◆ **Work to complete**
State the count of lines below featuring the word "look", and write nothing further.

◆ **Dataset records**
PR #2494, opened 2015-07-14
Use publicUrl to match files from our storage service

Jenselme:
I directly use publicUrl so it can only match one domain. I don't know if you have the case where files can come from both public.admin.ch and public.bgdi.ch. If so, let me know, I will update the pull request.

### DIFF
--- a/Makefile
+++ b/Makefile
@@ -9,6 +9,8 @@ LAST_APACHE_BASE_PATH := $(shell if [ -f .build-artefacts/last-apache-base-path 
 API_URL ?= //mf-chsdi3.dev.bgdi.ch
 LAST_API_URL := $(shell if [ -f .build-artefacts/last-api-url ]; then cat .build-artefacts/last-api-url 2> /dev/null; else echo '-none-'; fi)
 PUBLIC_URL ?= //public.dev.bgdi.ch
+PUBLIC_URL_REGEXP ?= https?:\/\/public\..*(bgdi|admin)\.ch.*
+ADMIN_URL_REGEXP ?= ^(ftp|http|https):\/\/(.*(\.bgdi|\.geo\.admin)\.ch)
 LESS_PARAMETERS ?= '-ru'
 KEEP_VERSION ?= 'false'
 LAST_VERSION := $(shell if [ -f .build-artefacts/last-version ]; then cat .build-artefacts/last-version 2> /dev/null; else echo '-none-'; fi)
@@ -280,6 +282,8 @@ define buildpage
 		--var "resolutions"="$(RESOLUTIONS)" \
 		--var "public_url=$(PUBLIC_URL)" \
 		--var "default_elevation_model=${DEFAULT_ELEVATION_MODEL}" \
+		--var "admin_url_regexp=$(ADMIN_URL_REGEXP)" \
+		--var "public_url_regexp=$(PUBLIC_URL_REGEXP)" \
 		--var "default_epsg"="$(DEFAULT_EPSG)" \
 		--var "default_epsg_extend"="$(DEFAULT_EPSG_EXTEND)" $< > $@
 endef
--- a/src/components/map/MapService.js
+++ b/src/components/map/MapService.js
@@ -1239,6 +1239,13 @@ goog.require('ga_urlutils_service');
           if (id instanceof ol.layer.Layer) {
             id = olLayerOrId.id;
           }
+
+          // id for KML layers is like KML||<url> We must remove KML|| before
+          // testing the validity of the url.
+          if (id && id.indexOf('KML||') == 0) {
+            id = id.substring(5);
+          }
+
           return this.isKmlLayer(olLayerOrId) &&
                   gaUrlUtils.isPublicValid(id);
         },
--- a/src/components/map/MapService.js
+++ b/src/components/map/MapService.js
@@ -1239,8 +1239,8 @@ goog.require('ga_urlutils_service');
           if (id instanceof ol.layer.Layer) {
             id = olLayerOrId.id;
           }
-          var regex = /https?:\/\/public\..*(\.admin\.ch|\.bgdi\.ch)\/.*/;
-          return this.isKmlLayer(olLayerOrId) && regex.test(id);
+          return this.isKmlLayer(olLayerOrId) &&
+                  gaUrlUtils.isPublicValid(id);
         },
 
         // Test if a layer is an external WMS layer added by th ImportWMS tool
--- a/src/index.mako.html
+++ b/src/index.mako.html
@@ -686,6 +686,8 @@ itemscope itemtype="http://schema.org/WebApplication"
           mapUrl : location.origin + '${apache_base_path}',
           apiUrl : location.protocol + '${api_url}',
           publicUrl : location.protocol + '${public_url}',
+          publicUrlRegexp: new RegExp('${public_url_regexp}'),
+          adminUrlRegexp: new RegExp('${admin_url_regexp}'),
           cachedApiUrl: location.protocol + '${api_url}' + cacheAdd,
           resourceUrl: location.origin + pathname + '${versionslashed}',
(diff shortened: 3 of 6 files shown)


oterral:
yes we have this use case where files can come from both public.admin.ch and public.bgdi.ch

Jenselme:
I see two possibility to cover this case:
1. Add an `publicAllowedUrlRegexp` option in configuration. In your case it would be `https?:\/\/public\..*(\.admin\.ch|\.bgdi\.ch)\/.*`. This is the closest to the current code.
2. Add a `publicAllowedUrls` option in configuration which would contain an array of allowed urls, in your case `['public.admin.ch', 'public.bgdi.ch']`.

I don't know which one is the best. @oterral Do you have an opinion?

oterral:
@jenselme a regex is more powerful :)

Jenselme:
A regexp it is then. PR updated.

Jenselme:
I just updated this PR to take into account the new hard coded URLs from  src/components/UrlUtilsService.js

Makefile
```diff
@@ -9,6 +9,9 @@ LAST_APACHE_BASE_PATH := $(shell if [ -f .build-artefacts/last-apache-base-path
 API_URL ?= //mf-chsdi3.dev.bgdi.ch
 LAST_API_URL := $(shell if [ -f .build-artefacts/last-api-url ]; then cat .build-artefacts/last-api-url 2> /dev/null; else echo '-none-'; fi)
 PUBLIC_URL ?= //public.dev.bgdi.ch
+PUBLIC_ALLOWED_URL_REGEXP ?= https?:\/\/public\..*(\.admin\.ch|\.bgdi\.ch)\/.*
+PUBLIC_URL_REGEXP ?= ^https?:\/\/public\..*(bgdi|geo\.admin)\.ch.*
```
oterral: `PUBLIC_ALLOWED_URL_REGEXP`  and `PUBLIC_URL_REGEXP` do the same thing . Can you remove `PUBLIC_ALLOWED_URL_REGEXP` pls ?

src/components/map/MapService.js
```diff
@@ -1263,8 +1263,8 @@ goog.require('ga_urlutils_service');
           if (id instanceof ol.layer.Layer) {
             id = olLayerOrId.id;
           }
-          var regex = /https?:\/\/public\..*(\.admin\.ch|\.bgdi\.ch)\/.*/;
-          return this.isKmlLayer(olLayerOrId) && regex.test(id);
+          return this.isKmlLayer(olLayerOrId) &&
+                  gaGlobalOptions.publicAllowedUrlRegexp.test(id);
```
oterral: Can you add a function `isPublicValid` in `gaUrlUtils` pls then use it here.

src/index.mako.html
```diff
@@ -686,6 +686,8 @@
           mapUrl : location.origin + '${apache_base_path}',
           apiUrl : location.protocol + '${api_url}',
           publicUrl : location.protocol + '${public_url}',
+          publicAllowedUrlRegexp: new RegExp('${public_allowed_url_regexp}'),
```
oterral: To remove

test/specs/Loader.spec.js
```diff
@@ -33,8 +33,10 @@ beforeEach(function() {
       ],
       defaultTopicId: 'sometopic',
       translationFallbackCode: 'somelang',
-      defaultExtent: [420000, 30000,900000, 350000],
```
oterral: Why removing `defaultExtent`?

test/specs/Loader.spec.js
```diff
@@ -33,8 +33,10 @@ beforeEach(function() {
...
-      defaultResolution: 500.0
+      defaultResolution: 500.0,
+      publicAllowedUrlRegexp: /https?:\/\/public\..*(\.admin\.ch|\.bgdi\.ch)\/.*/,
```
oterral: to remove

Makefile
Jenselme: Maybe that both regexp should do the same thing but they currently don't. The first will match `https://public.bgdi.ch` but not the latter. Maybe you can give me the regexp that matches all your cases so I can easily use your test suite to test this PR.

test/specs/Loader.spec.js
Jenselme: It's a mistake, I had `defaultExtent` twice in my branch. I will cancel the deletion.

Jenselme:
@oterral  I will wait for #2344 before rebasing and taking into account your suggestions.

Jenselme:
While removing `PUBLIC_ALLOWED_URL_REGEXP ?= https?:\/\/public\..*(\.admin\.ch|\.bgdi\.ch)\/.*` I compared `PUBLIC_URL_REGEXP ?= ^https?:\/\/public\..*(bgdi|geo\.admin)\.ch.*` and `ADMIN_URL_REGEXP ?= ^(ftp|http|https):\/\/(.*(\.bgdi|\.geo\.admin)\.ch)` and they look pretty similar to me.

Can/should they be merged in one regexp?

Jenselme:
@oterral PR updated with your remarks. `ga_map_service gaMapUtils tests isStoredKmlLayer` fail because the two regexps are not exactly the same. Since you know better than me the URLs that should match, can you write it?

oterral:
To summarize, we need to detect if a external file comes from our domain (*.admin.ch and *.bgdi.ch) and if it comes from a third party domain ( all hostnames + public.*.admin.ch + public.*.bgdi.ch)

Jenselme:
In `public..admin.ch` and `public..bgdi.ch` is the double dot `..` intentional or is a star missing?

oterral:
A star is missing :)

oterral:
The test failed [here](https://github.com/geoadmin/mf-geoadmin3/pull/2494/files#diff-66ac86f99915855fde57c0a20d8f6d6bL1267) because id is like `KML||https://public.geo.admin.ch` and not `https://public.geo.admin.ch`

oterral:
I will fix it in another PR

Jenselme:
Just updated the regexp and fix `ga_map_service gaMapUtils tests isStoredKmlLayer`

src/index.mako.html
```diff
@@ -686,6 +686,7 @@
           mapUrl : location.origin + '${apache_base_path}',
           apiUrl : location.protocol + '${api_url}',
           publicUrl : location.protocol + '${public_url}',
+          adminUrlRegexp: new RegExp('${admin_url_regexp}'),
```
oterral: publicUrlRegExp is missing

Jenselme: Corrected.

cedricmoullet:
@Jenselme could you please resolve the conflicts ?

Jenselme:
Conflicts resolved!

src/index.mako.html
oterral: Forget to push ?

Jenselme: So it seems. Just pushed the modifications.

oterral:
@Jenselme it seems you p have pushed an old version of the PR because the isPublicValid function has disappeared.

Jenselme:
This time it should be good.

test/specs/Loader.spec.js
oterral: Can you re-add defaultExtent pls

oterral:
@Jenselme we are close to the end still 2 things:

 - [ ] another rebase because of https://github.com/geoadmin/mf-geoadmin3/pull/2541
- [ ] add defaultExtent in loader.spec.js

Jenselme:
>  add defaultExtent in loader.spec.js 

If I look ad loader.spec.js, line 24 I see `defaultExtent`. So I guess that this key was present two times before. Should I readd it anyway?

PR rebased.

oterral:
Ah yes you're right so it's good .

oterral:
Thx for your patience.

◆ **Output**
2